Exercise prompt>
Search the listing below, and show each line that includes the word "when".

Task material>
PR #2624, opened 2026-09-07
fix(pm): support authenticated private registries

### LINKED ISSUE #2603: Support authenticated private registries beyond NPM_CONFIG_REGISTRY
### Discussed in https://github.com/voidzero-dev/vite-plus/discussions/2599

<div type='discussions-op-text'>

<sup>Originally posted by **xmlking** September  3, 2026</sup>
I am in corporate environment where public npm registry is blocked. 
even If I set `NPM_CONFIG_REGISTRY` , `vp install` still failing as it is not using the `apikey` 

here is what Claude say: 
---
Root cause found. Your package.json pins "packageManager": "pnpm@11.24.0" (package.json:52). Like Corepack, vp downloads that exact pnpm binary into its own managed store (~/.vite-plus/package_manager/pnpm, currently empty on your machine) rather than using whatever pnpm is on PATH. That download is done by vp's own Rust binary hitting the npm-style tarball URL directly — it's a separate code path from the pnpm/npm CLI that reads ~/.npmrc.

Verified this in two parts:
1. Registry choice: vp only honors the NPM_CONFIG_REGISTRY env var for this download (documented default https://registry.npmjs.org). Since that env var isn't exported in your shell (only present in ~/.npmrc), vp falls back to public npm.
2. Auth: even after exporting NPM_CONFIG_REGISTRY to your Artifactory URL, the download 401s — vp's downloader doesn't send the Bearer token from your .npmrc's _authToken. I confirmed with curl that the same URL only succeeds with an Authorization: Bearer <token> header; Basic auth (token-as-username) fails too, so there's no URL-embedded-credential workaround.

So this is a real gap: for a pinned packageManager version, vp can't authenticate to a token-only private registry when fetching the manager itself.

Practical options:
- Ask your Artifactory admin if the mirror also accepts Basic auth with your AD username + an API key/identity token (common JFrog setup) — if so, `NPM_CONFIG_REGISTRY=https://<user>:<apikey>@xyz.jfrog.io/...` would let vp's downloader authenticate via URL-embedded Basic auth.
- Pre-seed the cache once from a machine/network that can reach the registry with proper auth (e.g. have plain pnpm dlx pnpm@11.24.0 --version or similar populate ~/.vite-plus/package_manager/pnpm manually), then subsequent vp install runs won't need to re-download it.
- Report this to vite-plus (viteplus.dev) as a gap — package-manager bootstrap doesn't support authenticated private registries beyond NPM_CONFIG_REGISTRY.

---</div>

RSS1102:
## Problem

Vite+ respects `NPM_CONFIG_REGISTRY` when downloading a pinned package manager, but previously ignored registry credentials from `.npmrc`. Authenticated corporate registries therefore returned `401` before the requested package manager could run.

## Behavior

Registry configuration is merged in this order:

```text
explicit globalconfig < user .npmrc < workspace .npmrc < NPM_CONFIG_*
```

Package routing then uses `@scope:registry`, followed by `registry`, and finally the public npm registry.

Authentication uses the same configuration-source order. Credentials are matched to the final request URL by host, port, and longest path, with `_authToken`, `_auth`, and `username`/`_password` support. Matching credentials are sent on the first metadata and tarball requests.

`NPM_TOKEN` remains an environment-variable value referenced by a registry-scoped `.npmrc` entry:

```ini
registry=https://npm.corp.example/repository/npm/
//npm.corp.example/repository/npm/:_authToken=${NPM_TOKEN}
```

This keeps credentials bound to their intended registry instead of treating one token as valid for every configured endpoint.

## Validation

- `cargo test -p vp_pm_cli --lib` (`759 passed`, `2 ignored`)
- `cargo clippy -p vp_pm_cli --lib --tests -- -D warnings`
- `git diff --check`

Closes #2603


fengmk2:
@codex review

PR #2631, opened 2026-09-08
fix(env): track injected tools across nested shim calls

### LINKED ISSUE #2630: Nested npx calls to pnpm, Bun, and Yarn bypass managed resolution in vp 0.3.1
### Describe the bug

In vp 0.3.1, `npx` spawning a vp-managed `pnpm`, `bun`, or `yarn` fails with a recursion error. This also affects `pnpx`, `bunx`, and `yarnpkg`.

Originally encountered through `npx → taze → pnpm install`; taze is not required to reproduce.

### Reproduction

With vp-managed shims enabled and no standalone pnpm/Bun/Yarn on PATH, run in an empty project:

```sh
printf '{"private":true}\n' > package.json
printf '22.18.0\n' > .node-version

npx --offline --call 'pnpm --version'
npx --offline --call 'bun --version'
npx --offline --call 'yarn --version'
```

Each fails with the corresponding tool name:

```text
vp: Recursion detected but no 'pnpm' found in PATH (excluding shims)
```

Expected: resolve each package manager normally using its project pin or configured default.

If a standalone tool is available on PATH, the nested call instead runs it even in managed mode. Reproduced for all three using sentinel executables.

### Cause

`npx` sets `VP_TOOL_RECURSION`, but prepares only Node/npm paths. The nested package-manager shim then [skips version resolution and searches PATH](https://github.com/voidzero-dev/vite-plus/blob/v0.3.1/crates/vp_global_cli/src/shim/dispatch.rs#L724-L729), although that manager's real binary directory may not be present.

### Environment

- vp 0.3.1 (unmodified release binary)
- Node.js 22.18.0
- macOS 26.6.2, arm64
- Reproduced with isolated HOME, VP_HOME, and PATH

lyzno1:
Nested package-manager calls can fail or select a system version because the boolean recursion guard assumes every tool is already on PATH.

Replace it with `VP_PATH_INJECTED_TOOLS` and shared child PATH preparation. Track available tools per installation, exclude other Vite+ shims, and recover missing bundled tools from the selected Node installation. Explicit `vp env exec` resolves a fresh selection, while nested shim calls preserve the parent's runtime and package-manager precedence through JS delegation.

Fixes #2630.


lyzno1:
@liangmiQwQ I've updated this draft to track injected tools with `VP_PATH_INJECTED_TOOLS` and shared PATH helpers. Could you take a look and let me know whether the approach matches what you had in mind?

lyzno1:
Per-tool PATH tracking is in place, but a forwarding loop remains between renamed Vite+ installations. The current shim detection cannot reliably distinguish these from shared external-manager entrypoints such as mise. This PR remains in draft while I revisit that boundary.

liangmiQwQ:
> Per-tool PATH tracking is in place, but a forwarding loop remains between renamed Vite+ installations. The current shim detection cannot reliably distinguish these from shared external-manager entrypoints such as mise. This PR remains in draft while I revisit that boundary.

I'll take a look soon

liangmiQwQ:
> Per-tool PATH tracking is in place, but a forwarding loop remains between renamed Vite+ installations. The current shim detection cannot reliably distinguish these from shared external-manager entrypoints such as mise. This PR remains in draft while I revisit that boundary.

@lyzno1 This is another problem that already exists on Vite+. It is a little bit difficult to fix and not introduced by your PR. You can mark it as ready to review if you are ready.

liangmiQwQ:
@codex review

liangmiQwQ:
It would be better to update this RFC document:

https://github.com/voidzero-dev/vite-plus/blob/d5463937c104333756f58c92e84ca9e8be7a757e/rfcs/vpx-command.md#L307

liangmiQwQ (approved):
Others LGTM 💯

Huge thanks for working on this!

fengmk2 (approved):
@lyzno1 Thanks for the big refactor!

fengmk2:
@lyzno1 please fix the conflicts, thanks.

PR #2648, opened 2026-09-10
fix(cli): enable compile cache before importing the CLI

pablog12:
The npm `vp` wrapper calls `enableCompileCache()`, but its static import loads and evaluates the CLI dependency graph before that call executes. Use an awaited dynamic import so the existing cache initialization happens first.

The regression test runs the real wrapper in an isolated ESM fixture. It fails on the previous code (`getCompileCacheDir()` is undefined during CLI module evaluation) and passes with this change. It also checks arguments containing spaces and preserves a nonzero exit code.

This affects the npm wrapper; it does not claim to optimize the native/global entrypoint that bypasses it. Downstream warm-cache measurements on Linux/Node 24.19 showed approximately 36 ms less time for a full check and 42 ms for a three-file check; these are project-specific measurements, not a universal benchmark.

Validation on the submitted commit, using frozen pnpm 11.24.0 installations for the workspace and docs, the pinned Rolldown/Vite source revisions, and nightly-2026-08-02 Rust:

- `pnpm build`: complete source build passed, including Rolldown, Vite/core, CLI JavaScript and the native CLI binding.
- Full unit suite through the freshly built npm wrapper: **1,188 passed, one platform skip**, across 77 files on Vitest 4.1.11 (5.34 seconds).
- Full repository native TypeScript check (`tsgo --noEmit`): passed after installing the separately documented docs dependencies.
- `vp check packages/cli/src/__tests__/bootstrap-compile-cache.spec.ts`: formatting, type-aware lint and type checks passed with the repository's configuration.
- `node --check packages/cli/bin/vp` and the built wrapper's `--version` command: passed.

The ordinary `pnpm test:unit` invocation initially had two environment-dependent failures: pnpm's shim injected `NODE_PATH`, allowing a deliberately missing-dependency fixture to resolve an unrelated hoisted Vite; a hook test assumes `/usr/bin/dirname` and an ordinary `/bin/sh`, whereas this NixOS host has no `/usr/bin/dirname` and wraps `/bin/sh` with a modified PATH. All tests passed when invoking `node packages/cli/bin/vp test --run --maxWorkers=4` with `NODE_PATH`, `NO_COLOR` and `FORCE_COLOR` cleared, inside a temporary Bubblewrap environment supplying standard coreutils and a plain Bash `/bin/sh`. No production code, test assertions, snapshots or host system paths were changed to accommodate these failures.

The whole Rust workspace test suite, PTY/browser snapshot matrix and cross-platform CI matrix were not run locally.

After the repository's documented dependency setup, run the regression test with:

```sh
pnpm test:unit packages/cli/src/__tests__/bootstrap-compile-cache.spec.ts
```

This is an isolated bootstrap unit test: the CLI module is a fixture, so it tests ESM initialization order without exercising command output or the native CLI.

AI assistance: implementation and self-review performed with OpenAI Codex using GPT-6 Astra (`gpt-6-astra`), with reasoning effort set to `high`.


pablog12:
Thanks for enabling the broader CI matrix. I investigated the failing [Windows Socket Firewall job](https://github.com/voidzero-dev/vite-plus/actions/runs/34448505230/job/102778847292):

- `sfw --version` reports 1.15.1.
- The first command, `sfw "vp.exe" i -g pnpm@9.15.0`, prints `Vite+ already includes 'pnpm'; skipping.`, then aborts with `Assertion failed: !(handle->flags & UV_HANDLE_CLOSING), file src\win\async.c, line 76` (exit 127). It never reaches the subsequent clone/install steps.
- The skip is the existing [native global-install early return](https://github.com/voidzero-dev/vite-plus/blob/b2d868d8aa515ed1b4d592ebb22ecb90e3504fcf/crates/vp_global_cli/src/commands/global/install.rs#L142). This PR changes only the npm `packages/cli/bin/vp` wrapper and adds its regression test; that wrapper is not on this failing command's execution path.

This points to the Windows/SFW execution path rather than the compile-cache change, but I cannot confirm the crash's cause locally on Linux. The Linux/macOS test jobs and the ecosystem E2E/project-creation matrices passed. Could a maintainer rerun the failed jobs to check reproducibility? I attempted the rerun, but GitHub requires repository admin rights.

The fixture also currently skips its intended registry download because pnpm is bundled; that may warrant a separate CI fixture update.

fengmk2 (approved):
@pablog12 Thanks, LGTM.

Since vpr has already fixed the compile cache issue in this way https://github.com/pablog12/vite-plus/blob/b2d868d8aa515ed1b4d592ebb22ecb90e3504fcf/packages/cli/bin/vpr#L10, I will delete the newly added test case packages/cli/src/__tests__/bootstrap-compile-cache.spec.ts before merge, as it should not be necessary.

PR #2653, opened 2026-09-10
docs(readme): use the supported task env field

SaKaNa-Y:
The README task example uses the invalid `envs` field. Replace it with `env`, matching `docs/config/run.md`, so the example runs and tracks environment changes for task caching. No source code changed.


fengmk2 (approved):
@SaKaNa-Y Thanks!

README.md
```diff
@@ -79,7 +79,7 @@ export default defineConfig({
     tasks: {
       'generate:icons': {
         command: 'node scripts/generate-icons.js',
-        envs: ['ICON_THEME'],
+        env: ['ICON_THEME'],
```
fengmk2, line 82: @SaKaNa-Y should fix typo at https://github.com/SaKaNa-Y/vite-plus/blob/main/packages/cli/README.md too.

PR #370, opened 2016-04-22
Shrink completion logic

jdfreder:


src/notebook/components/cell/editor.js
```diff
@@ -72,10 +70,26 @@ export default class Editor extends React.Component {
...
+      },
+    }));
+  }
+
   render() {
-    const extraKeys = {"Ctrl-Space": "autocomplete"}
-    let cmp = (...args) => {return completions(this._complete, ...args);}
-    cmp.async = true;
+    const extraKeys = { 'Ctrl-Space': 'autocomplete' };
+    const hint = this.completions.bind(this);
```
rgbkrk: This binding should be moved up out of `render` and into the constructor.

jdfreder: :+1:

src/notebook/components/cell/editor.js
```diff
@@ -72,10 +70,26 @@ export default class Editor extends React.Component {
...
+    hint.async = true;
```
rgbkrk: I suppose this too.

jdfreder: :heavy_check_mark:

jdfreder:
Ironically this PR net adds one line of code, but it's because of the dictionary expansion

Carreau:
The separate file was on purpose to add extra logic later for multiple completer, but fair enough.

PR #371, opened 2016-04-22
Notifications

kenwheeler:
This is the initial implementation of the notification system.

@rgbkrk Do you want to pull this right in and do styling & more notifications (like gist error) as a separate PR, or get them into this one before merging?
screen shot 2016-04-22 at 9 57 25 am


rgbkrk:
We can put it in now and do styling after.

src/notebook/index.js
```diff
@@ -82,6 +85,7 @@ ipc.on('main:load', (e, launchData) => {
       });
     }
     componentDidMount() {
+      dispatch(setNotificationSystem(this.refs.notificationSystem));
```
rgbkrk, line 88: Can you elaborate on why this ref has to passed around?

rgbkrk:
Not sure why this fails on project coverage with codecov.

src/notebook/index.js
kenwheeler, line 88: So the notification system is a component, and its not available until mount. Therefore we have store the reference to the mounted component in the store, so that we can operate on it from other parts of the application.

Solved exercise>
So this is a real gap: for a pinned packageManager version, vp can't authenticate to a token-only private registry when fetching the manager itself.
Vite+ respects `NPM_CONFIG_REGISTRY` when downloading a pinned package manager, but previously ignored registry credentials from `.npmrc`. Authenticated corporate registries therefore returned `401` before the requested package manager could run.
The ordinary `pnpm test:unit` invocation initially had two environment-dependent failures: pnpm's shim injected `NODE_PATH`, allowing a deliberately missing-dependency fixture to resolve an unrelated hoisted Vite; a hook test assumes `/usr/bin/dirname` and an ordinary `/bin/sh`, whereas this NixOS host has no `/usr/bin/dirname` and wraps `/bin/sh` with a modified PATH. All tests passed when invoking `node packages/cli/bin/vp test --run --maxWorkers=4` with `NODE_PATH`, `NO_COLOR` and `FORCE_COLOR` cleared, inside a temporary Bubblewrap environment supplying standard coreutils and a plain Bash `/bin/sh`. No production code, test assertions, snapshots or host system paths were changed to accommodate these failures.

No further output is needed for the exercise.